Specifications that use this resource:

Notes and guidance: large data set

Our new AS and A-level Maths specifications require students to study a large data set during their course of study. The data set is chosen by each exam board, based on Ofqual guidance.

The exams will include questions or tasks that relate to the prescribed large data set, giving a material advantage to students who have studied it.

The large data set is too large to be taken into an exam. Instead, we recommend using the large data set as a classroom tool to support teaching the statistics content of the specification and to familiarise students with working with and manipulating data. Basic knowledge of spreadsheet packages such as Microsoft Excel or Geogebra is required.

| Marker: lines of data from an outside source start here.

PR #46, opened 2026-06-20
[codex] Add MT7927 monitor and MLO support

Ashcal9669:
Adds MT7927 PCIe support as a standalone mt7927 module family, including monitor-mode 
    band handling and shared Connac queue handling needed for monitor injection traffic.

Changes:
  - add mt7927 PCIe driver sources and build integration
  - keep MT7927 PCI IDs out of the MT7925 PCI driver so MT7927 binds to mt7927e_git
  - preserve non-AC TX queue mappings in the Connac PM queue path by widening pending TX tracking 
  to __MT_TXQ_MAX
  - set MT7927 sniffer band indexes from the active channel context
  - use real monitor interfaces for MT7927 instead of virtual monitor VIFs
  - document fresh install and monitor-mode setup in docs/mt7927-install.md
  - This also aligns the MT7927 monitor-mode path with Sean Wang's real-monitor-VIF direction: MT7927 uses a real monitor interface instead of relying on a virtual monitor VIF, and the sniffer band index is selected from the active channel context.
  
Validation:
  - make -j4 passed on 7.0.10+deb13-amd64
  - fresh reboot MLO validation completed association on one active 6 GHz / 320 MHz MLO link
  - monitor-mode validation used the real netdev converted to monitor mode; hcxdumptool captured
  traffic with zero kernel drops in the successful run

  Claim boundary:
  MLO is verified here as one active associated 6 GHz / 320 MHz MLO link, not full tri-band
  simultaneous MLO.


morrownr:
@Lucid-Duck 

I assigned you to provide a review but really, what I intend to communicate is that I will not be doing anything with this PR unless you tell me to do something.

Lucid-Duck:
Thanks for putting the work in here, @Ashcal9669.

I'm going to pass on this one, but let me explain why so it's not just a no. The MT7927 is basically the MT7925's twin. Same chip family, so the driver already handles it inside mt7925 today (the 7927 IDs already live in mt7925's PCI table). That's how everyone does it: openwrt, the mainline kernel, and the MT7927 patches going up on the linux-wireless list right now all add it to mt7925 instead of giving it a driver of its own. This PR goes the other way. It pulls 7927 back out of mt7925 and stands up a separate mt7927 module that is mostly a copy of mt7925 with the names changed. That moves us away from upstream and gets painful to maintain fast, so I can't take it as it stands.

There is real work in here though, and I went through it properly. Underneath the duplicated module it is a few hundred lines of genuine changes, and they all apply straight to mt7925: the monitor-mode channel and band handling, the MLO link selection, the EML capability detection in the MCU path, the sniffer band index, and keeping the non-AC TX queue mapping in the power-save path instead of forcing everything to BE. You clearly put it on real hardware too, with an MLO link up and a clean monitor capture, which is exactly why it is worth landing properly. If you send those as separate patches against mt7925 I'll go through them one at a time. The monitor and MLO parts are right where my attention is.

One heads up: a couple of those touch the shared connac code, so they will need a check on mt7921 and mt7925 too, not just 7927. Routine, just flagging it.

Ashcal9669:
Understood. I will rework this as focused patches against the existing `mt7925` path instead of keeping a standalone `mt7927` module.

I’ll split the work roughly as:

  1. MT7927 sniffer / monitor band-index handling in `mt7925`
  2. monitor-mode channel handling aligned with the real-monitor-VIF direction
  3. MLO / EML capability and link-selection fixes
  4. Connac PM queue mapping preservation, with checks on MT7921 and MT7925 impact

I’ll keep the validation boundary explicit: current MLO evidence is one active associated 6 GHz / 320 MHz MLO link, plus the clean monitor-mode hcxdumptool capture. I’ll also run build/regression checks before opening the replacement PRs.

Ashcal9669:
Clarifying the rework: the replacement patches will stay on the existing `mt7925` path and follow the same direction Sean Wang is taking upstream. The monitor work keeps the real monitor-interface handling, and the MLO / EML fixes stay as MT7927-gated behavior inside `mt7925`, not as a standalone `mt7927` driver.

PR #47, opened 2026-06-21
[codex] mt76: preserve non-AC TX queues during Connac PM wake

Ashcal9669:
Preserve non-AC TX queue mapping in the shared Connac PM wake path by widening the pending TX tracking to __MT_TXQ_MAX and keeping mt7925/mt7921 queue handling intact.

Techniques for studying the large data set

Study of the large data set could include the following techniques:

sampling
histograms
scatter graphs and correlation (not causation)
measures of central tendency and spread (standard deviation)
data cleansing
select and critique different presentation techniques
probability: exclusive and independent events
brief interpretation of the data in order to answer short questions
deep interpretation of the data using given graphs and summaries
selecting from given graphs and summary data
modelling with trend lines for bivariate data
modelling with distributions and hypothesis testing
describing a situation where data needed to be collected and how it might be done
using and interpreting correlation coefficients (A-level only).

Students should be prepared for exam questions that require knowledge of any of the above in an exam.

Material advantage questions

Examples of questions that give a material advantage to students who have studied the large data set can be found in the sample assessment materials for AS (Paper 2, questions 14 and 16(b)) and A-level (Paper 3, questions 10(a) and 10(c)).

In answering these questions, students would have gained a material advantage through:

understanding the categories and sub-categories that the large data set uses
understanding how values in the large data set are rounded
knowledge of trends in the data
knowledge of outliers and other anomalies in the data.